TRIBUNNEWS.com - Seorang sukarelawan di RS Shuhada Al-Aqsa, Mohammad Abu Salem, mengatakan pembantaian oleh tentara Israel terhadap warga Gaza adalah kenyataan sehari-hari yang harus dihadapi.
Abu Salem bergabung sebagai sukarelawan pada 19 Oktober 2023.
Ia adalah lulusan fisioterapi Universitas Islam di Gaza.
"Saya tahu bekerja di rumah sakit pada umumnya akan sangat sibuk, namun bekerja di rumah sakit selama perang berada pada level yang berbeda," kata pria berusia 25 tahun ini kepada AlJazeera.
"Anda tidak tahu apa yang akan terjadi besok, apakah Anda akan hidup atau mati. Tapi, menyerah bukanlah suatu pilihan."
Baca juga: Daftar Produk Israel dan Pendukung Zionis dalam Genosida di Gaza Palestina, Kini Diboikot
Departemen fisioterapi menangani semua pasien setelah perawatan awal di ruang gawat darurat.
Setelahnya, departemen fisioterapi melanjutkan ke departemen lain seperti unit bedah atau bagian pediatrik.
Abu Salem berbicara kepada pasien, termasuk saudara laki-lakinya yang juga menjadi korban serangan, tentang sifat luka mereka, komplikasi yang mungkin timbul, dan cara menghindari risiko tersebut.
Ia beruntung bisa merawat sendiri saudara laki-lakinya yang mengalami luka ringan.

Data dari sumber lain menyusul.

PR #3185, opened 2024-08-28
chore: update the golden tests [IC-1572]

owenrumney:
Updating the goldens prior to a CLI release

The latest AzureRM provider (4.0.1) removes a number of resources and
changes a number.

- update tests terraform where appropriate/applicable
- ignore CLI tests where the provider change doesn't make sense to
  rework the test

### DIFF
--- a/internal/providers/terraform/azure/testdata/cognitive_account_test/cognitive_account_test.golden
+++ b/internal/providers/terraform/azure/testdata/cognitive_account_test/cognitive_account_test.golden
@@ -178,9 +178,9 @@
  └─ Text analytics for health (5K-500K)                               Monthly cost depends on usage: $25.00 per 1K records         
                                                                                                                                    
  azurerm_cognitive_account.with_usage["SpeechServices-S0"]                                                                         
- ├─ Speech to text                                                                    20  hours                           $20.00   
+ ├─ Speech to text                                                                    20  hours                        not found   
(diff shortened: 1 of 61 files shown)


internal/providers/terraform/azure/testdata/cognitive_account_test/cognitive_account_test.golden
```diff
@@ -178,9 +178,9 @@
  └─ Text analytics for health (5K-500K)                               Monthly cost depends on usage: $25.00 per 1K records         
                                                                                                                                    
  azurerm_cognitive_account.with_usage["SpeechServices-S0"]                                                                         
- ├─ Speech to text                                                                    20  hours                           $20.00   
+ ├─ Speech to text                                                                    20  hours                        not found
```
tim775, line 181: We should create a follow ticket to investigate why these are "not found" if you haven't already done so, just so we don't lose track of it.

tim775 (approved):

internal/providers/terraform/azure/testdata/cognitive_account_test/cognitive_account_test.golden
owenrumney: added to this ticket - https://www.notion.so/infracost/Different-Plans-5fd3a5e4fddc414690cdb7944d07001e?pvs=4

Thanks for review

PR #3186, opened 2024-08-29
fix: speed up parent Terragrunt config detection

hugorut:
This PR changes the parent Terragrunt config detection to parse the list of detected config files into a Tree before trying to determine which Terragrunt files are parent configuration. This significantly speeds up the time to detect parent configs as we need many less io operations to determine which files are parents. On a large repo with ~6k Terragrunt config files the speed of infracost generate went from ~50s to ~1.5s after this change.


owenrumney (approved):
LGTM - I've read through the tree logic separately and this makes sense as far as I can see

Meski demikian, Abu Salem tak menampik, mengobati orang yang dikenalnya cukup membuat stres.
“Suatu hari saudara laki-laki saya sendiri mengalami cedera – untungnya tidak serius,” katanya.
“Tetapi stres saat merawat orang yang Anda kenal, bisa sangat melemahkan.”

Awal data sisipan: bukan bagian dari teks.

PR #3196, opened 2024-09-04
Terragrunt speed

aliscott:
This implements a two changes for improving the speed of Terragrunt repos which reference sources within large monorepos.

1. Enables the partial parse config cache (https://terragrunt.gruntwork.io/docs/reference/cli-options/#terragrunt-use-partial-parse-config-cache)
2. Adds an option to use `git sparse-checkout` for downloading only specific subdirectories of remote modules. This also handles special cases for local references to other subdirectories of that module, or symlinks within that module.

### DIFF
--- a/internal/hcl/modules/loader.go
+++ b/internal/hcl/modules/loader.go
@@ -425,6 +425,16 @@ func (m *ModuleLoader) loadRemoteModule(key string, source string) (*ManifestMod
 		return nil, err
 	}
 
+	// Parse the URL, add the subdir as a param
+	u, err := url.Parse(moduleAddr)
+	if err != nil {
+		return nil, err
+	}
+	q := u.Query()
+	q.Set("subdir", submodulePath)
+	u.RawQuery = q.Encode()
+	moduleAddr = u.String()
+
 	dest := m.downloadDest(moduleAddr, "")
 	moduleDownloadDir, err := m.cachePathRel(dest)
 	if err != nil {
--- a/internal/hcl/modules/loader.go
+++ b/internal/hcl/modules/loader.go
@@ -1,11 +1,13 @@
 package modules
 
 import (
+	"bytes"
 	"crypto/md5" //nolint
 	"errors"
 	"fmt"
 	"net/url"
 	"os"
+	"os/exec"
 	"path"
 	"path/filepath"
 	"runtime"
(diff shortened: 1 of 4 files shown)


internal/hcl/modules/loader.go
```diff
@@ -315,6 +346,199 @@ func (m *ModuleLoader) loadModule(moduleCall *tfconfig.ModuleCall, parentPath st
 	return manifestModule, nil
 }
 
+// checkoutPathIfRequired checks if the given directories are in the sparse-checkout file list and adds them if not.
+func (m *ModuleLoader) checkoutPathIfRequired(repoRoot string, dirs string) error {
+	// Lock the git repo root so we don't have multiple calls trying to read and update the sparse-checkout file list.
+	unlock := m.sync.Lock(repoRoot)
```
aliscott, line 352: I think it's okay to use the `m.sync` lock instead of creating a different one, since the `repoRoot` shouldn't overlap with any of the remote module keys.

internal/hcl/modules/loader.go
```diff
@@ -279,6 +287,29 @@ func (m *ModuleLoader) loadModule(moduleCall *tfconfig.ModuleCall, parentPath st
 		}
 
 		m.logger.Debug().Msgf("loading local module %s from %s", key, dir)
+
+		// If the module is a in a git repo we need to check that it has been checked out.
+		// If it hasn't been checked out then we need to add it to the sparse-checkout file list.
+		m.logger.Debug().Msgf("finding git repo root for path %s", parentPath)
```
hugorut, line 293: can we change this to Trace

internal/hcl/modules/loader.go
```diff
@@ -315,6 +346,199 @@ func (m *ModuleLoader) loadModule(moduleCall *tfconfig.ModuleCall, parentPath st
...
 }
 
+// checkoutPathIfRequired checks if the given directories are in the sparse-checkout file list and adds them if not.
+func (m *ModuleLoader) checkoutPathIfRequired(repoRoot string, dirs string) error {
+	// Lock the git repo root so we don't have multiple calls trying to read and update the sparse-checkout file list.
+	unlock := m.sync.Lock(repoRoot)
+	defer unlock()
+
+	// Get the list of sparse checkout directories (and assume sparse checkout is enabled if this succeeds)
+	m.logger.Debug().Msgf("getting sparse checkout directories for path %s", repoRoot)
```
hugorut, line 356: again - maybe Trace is better

internal/hcl/modules/loader.go
```diff
@@ -315,6 +346,199 @@ func (m *ModuleLoader) loadModule(moduleCall *tfconfig.ModuleCall, parentPath st
...
+
+		for _, symlinkedDir := range symlinkedDirs {
+			if !isCoveredByExistingDirs(existingDirs, symlinkedDir) {
+				additionalDirs = append(additionalDirs, symlinkedDir)
+			}
+		}
+	}
+
+	if len(additionalDirs) > 0 {
+		logger.Debug().Msgf("recursively adding symlinked dirs to sparse-checkout for repo %s: %v", repoRoot, additionalDirs)
```
hugorut, line 426: Trace

hugorut (approved):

"Saya Hanya Berharap Keluarga Saya Tetap Hidup"
Dokter muda bernama Abdelrahman Abu Shawish, tak menyangka akan menjalani 'peran' penting sesaat setelah lulus dari sekolah kedokteran Universitas Azhar, Gaza.
Saat ini, Abu Shawish yang menjadi sukarelawan di departemen bedah di RS Shuhada Al-Aqsa, harus membuat keputusan penting untuk hidup pasiennya.